We have her sleeping in our room and she wakes once or twice, whines to go out and goes back to sleep.
We bought puppy pads as that's what they used at the breeder but she prefers outside.
Have you tried the puppy pad technique which you can move closer to the door and then outside?

Aligou · 02/02/2020 13:13

New here and just found this post from a few years ago. Feeling anxious and overwhelmed with new puppy - a now almost 10 week old Goldie. She’s super sweet and a 100% normal puppy. Besides the crate training during the day, she’s been pretty good with training. Goes outside to potty, almost sleeps through the night, and is pretty pleasant all around. My days are completely devoted to her though and I feel trapped due to her neediness. I can’t leave for 1 min without her barking and crying in the crate, let alone an hour to go out and run errands. Feeling helpless. We are committed to her but mostly because the kids have already fallen in love with her. I feel anxious and tired all the time and long for my life before her.
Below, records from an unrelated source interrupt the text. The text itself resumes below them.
PR #816, opened 2023-04-28
Create interfaces for OpenFL components with methods that can be impl…

### LINKED ISSUE #802: Create interfaces for OpenFL components with methods that can be implemented
All OpenFL components like aggregator, collaborator, aggregation algorithms are directly implemented which makes it difficult to write new s/w that would want to customize a few of these components. For ex; Add/test new algos, a new add-on based on OpenFL. 
Either the base OpenFL code has to be tweaked or inherit these classes and re-implement the code to suit the requirement

If OpenFL components had interfaces defined, these interfaces can be implemented by someone looking to re-use OpenFL.
An option to directly use OpenFL's components should also be provided

**Describe alternatives you've considered**
TBD

danhe1:
Create interfaces for OpenFL components with methods that can be implementedCreate interfaces for OpenFL components with methods that can be implemented.

Create AggregatorInterface and CollaboratorInterface in openflinterface/interactive_api/experiment.py Support passing the aggregator object and collaborator object in the method FLExperiment.start() If aggregator object or collaborator object is None, the default aggregator and collaborator objects will be created at director and envoy services.

Known issue:
Since the AggregatorInterface and CollaboratorInterface are for ad-hoc algorithm development. We should modify the definitions of the model, data loader and task interfaces, since we are going to support some algorithms other than Keras, TensorFlow or PyTorch.

Fixes securefederatedai#802

### DIFF
--- a/openfl/federated/plan/plan.py
+++ b/openfl/federated/plan/plan.py
@@ -335,7 +335,19 @@ class Plan:
 
         defaults[SETTINGS]['log_metric_callback'] = log_metric_callback
         if self.aggregator_ is None:
-            self.aggregator_ = Plan.build(**defaults, initial_tensor_dict=tensor_dict)
+            # Try loading the aggregator from the serialized object file
+            api_layer = self.config.get('api_layer', {})
+            api_settings = api_layer.get('settings', {})
+            obj_file = api_settings.get('aggregator_interface_file')
+            if obj_file is not None:
+                self.aggregator_ = self.restore_object(obj_file)
+
+            if self.aggregator_ is None:  # Failed to load the object file
+                self.aggregator_ = Plan.build(**defaults, initial_tensor_dict=tensor_dict)
+            else:
+                # Pass the settings to the deserialized object
+                self.aggregator_.initialize(**defaults[SETTINGS],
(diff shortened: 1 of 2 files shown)


psfoley:
@danhe1 and team, thanks for the submission. The maintainer team has determined that there will be a larger refactoring of the code necessary to support the interfaces proposed in https://github.com/securefederatedai/openfl/issues/802, so we are going to close this PR for now. If you're interested in staying involved here, I'll loop you into future conversations in this space. I expect this will come in around the OpenFL ~1.7 timeframe.

danhe1:
> @danhe1 and team, thanks for the submission. The maintainer team has determined that there will be a larger refactoring of the code necessary to support the interfaces proposed in #802, so we are going to close this PR for now. If you're interested in staying involved here, I'll loop you into future conversations in this space. I expect this will come in around the OpenFL ~1.7 timeframe.

Hi, Patrick. Thanks for your comment. I agree that we need to modify a lot of related code for this issue. We are glad if we can continuing contributing to this issue. By saying OpenFL 1.7, I guess this means the 2nd half of this year. We are wondering how should we get involved in the development? What part are we responsible to? Maybe we can talk more about it when we get started.

PR #1517, opened 2025-04-04
Change to add time taken for each round in metrics

payalcha:
## Summary
Adding time taken by each round in metrics log

## Type of Change (Mandatory)
- Feature enhancement  

## Description (Mandatory)
This change is to document time taken by each round in second. This information will only be gather if we keep write_metrics True in plan.yaml. 
It can help to analyse if number of rounds changing the duration for each round. Also in aggregator side it can help to understand how increase in collaborators is impacting each round duration 

## Testing
Simple PR pass.

### DIFF
--- a/openfl/callbacks/metric_writer.py
+++ b/openfl/callbacks/metric_writer.py
@@ -51,16 +51,19 @@ class MetricWriter(Callback):
             logs: A key-value pair of scalar metrics.
         """
         logs = logs or {}
-        logs["round_number"] = round_num
-        # time taken for the round to complete in seconds
-        logs["time_taken"] = time.monotonic() - self._round_start_time
-        logger.info(f"Round {round_num}: Metrics: {logs}")
+        elapsed_seconds = time.monotonic() - self._round_start_time
+        metrics = {
+            "round_number": round_num,
+            "elapsed_seconds": elapsed_seconds,
+            **logs,
+        }
+        logger.info(f"Round {round_num}: Metrics: {metrics}")
 
-        self._log_file_handle.write(json.dumps(logs) + "\n")
+        self._log_file_handle.write(json.dumps(metrics) + "\n")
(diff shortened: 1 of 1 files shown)


openfl/callbacks/metric_writer.py
```diff
@@ -49,6 +51,9 @@ def on_round_end(self, round_num: int, logs=None):
             logs: A key-value pair of scalar metrics.
         """
         logs = logs or {}
+        logs["round_number"] = round_num
+        # time taken for the round to complete in seconds
```
MasterSkepticista: Comment not really required; self-explanatory...

openfl/callbacks/metric_writer.py
```diff
@@ -49,6 +51,9 @@ def on_round_end(self, round_num: int, logs=None):
...
+        logs["time_taken"] = time.monotonic() - self._round_start_time
```
MasterSkepticista: `elapsed_seconds` is more descriptive?

openfl/callbacks/metric_writer.py
```diff
@@ -49,6 +51,9 @@ def on_round_end(self, round_num: int, logs=None):
...
         logger.info(f"Round {round_num}: Metrics: {logs}")
 
         self._log_file_handle.write(json.dumps(logs) + "\n")
```
MasterSkepticista: Suggested:

```python
metrics = {"round_number": round_number, "elapsed_seconds": dt, **logs}
self._log_file_handle.write(json.dumps(metrics) + "\n")
```
This ensure `logs` is not modified. Dicts are mutable in python, and since logs are provided by the _caller_, we do not want to modify it (at least not until we see good use of it outside)

kminhta (approved):

theakshaypant (approved):

PR #1518, opened 2025-04-04
Support generalized dtype `np.ndarray` transformers

MasterSkepticista:
### Status quo
Today, only `np.float32` arrays are transported over gRPC. There is a need for supporting wider range of (still numpy array) dtypes e.g. key shares in secure aggregation are strings.

There are two other issues:
* Use of other numerics (`np.intX`, `np.floatX`) leads to silent typecasts to `np.float32`. User is not aware of this and also may lead to loss of precision.
* Other dtypes fail with undefined behavior and/or garbage output.

### Proposal
This PR proposes a generalized lossless `NumpyArrayToBytes` transformer which supports all dtypes that `numpy` supports. A new field in the tensor metadata is inserted: `string dtype`.

### Impact
Secure aggregation currently creates a dependency on the component to serialize keys as json-encoded strings. It is not possible to separate `TensorCodec` from the `Aggregator` or `Collaborator` component without an informed way of sending arbitrary dtype arrays over communication channel.

Changes tested, ready for review (modulo any tests that failed due to tip moving ahead).


openfl/pipelines/tensor_codec.py
MasterSkepticista, line 1: Note for reviewer(s): Changes in this file are unrelated to the PR. Variables are renamed for readability and python GC action

payalcha:
All tests are failing.  Attached participant logs for reference.
[collaborator1.log](https://github.com/user-attachments/files/19604410/collaborator1.log)
[aggregator.log](https://github.com/user-attachments/files/19604420/aggregator.log)
[collaborator2.log](https://github.com/user-attachments/files/19604423/collaborator2.log)

theakshaypant (commented):
One of the reasons for the CI failing seems to be the absence of "dtype" in metadata. I believe we also need to modify places where metadata dictionary is generated from proto as it does not take `proto.dtype` into account.
Specifically [these](https://github.com/securefederatedai/openfl/blob/develop/openfl/protocols/utils.py#L32-L39) lines need to be changed such that
```python
        metadata_dict[tensor_proto.name] = [
            {
                "int_to_float": proto.int_to_float,
                "int_list": proto.int_list,
                "bool_list": proto.bool_list,
                "dtype": proto.dtype,
            }
            for proto in tensor_proto.transformer_metadata
        ]
```
Another such instance can be found [here](https://github.com/securefederatedai/openfl/blob/develop/openfl/component/aggregator/aggregator.py#L866-L873).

What was I thinking is an understatement. Hoping it will get better soon because this doesn’t feel good at all.

heatseeker14 · 02/02/2020 13:45

Aligou, it’s hard work to begin with. Our pup would cry if I left him for a few minutes.
Just trying to grab a load of washing was stressful. After a while he realised I would come back and would slump at the bottom of the stairs waiting for me.
It does get easier. Just keep going with it. Come over to the Puppy Support 3 thread. 🙂

Aligou · 02/02/2020 14:10

Thanks so much heatseeker14! Reading everyone’s posts going through similar things has been so helpful. But I’m so new here I don’t even know how to get to puppy support 3. Can you point me in the right direction?

BiteyShark · 02/02/2020 14:16

Aligou you can find the survival thread here http://www.mumsnet.com/Talk/the_doghouse/3788481-puppy-support-group-3

Aligou · 02/02/2020 14:23

Thank you!!!

AndThenThereWereSeven · 03/02/2020 11:45

You can just use bio washing powder solution to clean up accidents.

Tumbleweed101 · 05/02/2020 21:49

I'll have had my pup a year in mid Feb and the day I got him I also came down with flu so that was a fun week!

It does get easier. My pup can still be hard work at times but nothing like those early days and you grow to love them very fast. By the time they are age two or so they will be the dog you imagined and not the ball of chaos you have now lol.

GeraltOfRivia · 06/02/2020 08:02

The weekend our puppy came home my DH had to be with his mum who was taken I'll and in hospital. It almost broke me. New puppy, young kids, school
Run, no other adult. Even with the kids as babies I didn't feel so totally overwhelmed. It was like nothing else.

He's almost 10 months now and while he's still ridiculous he's amazing. And he sleeps. It's much easier.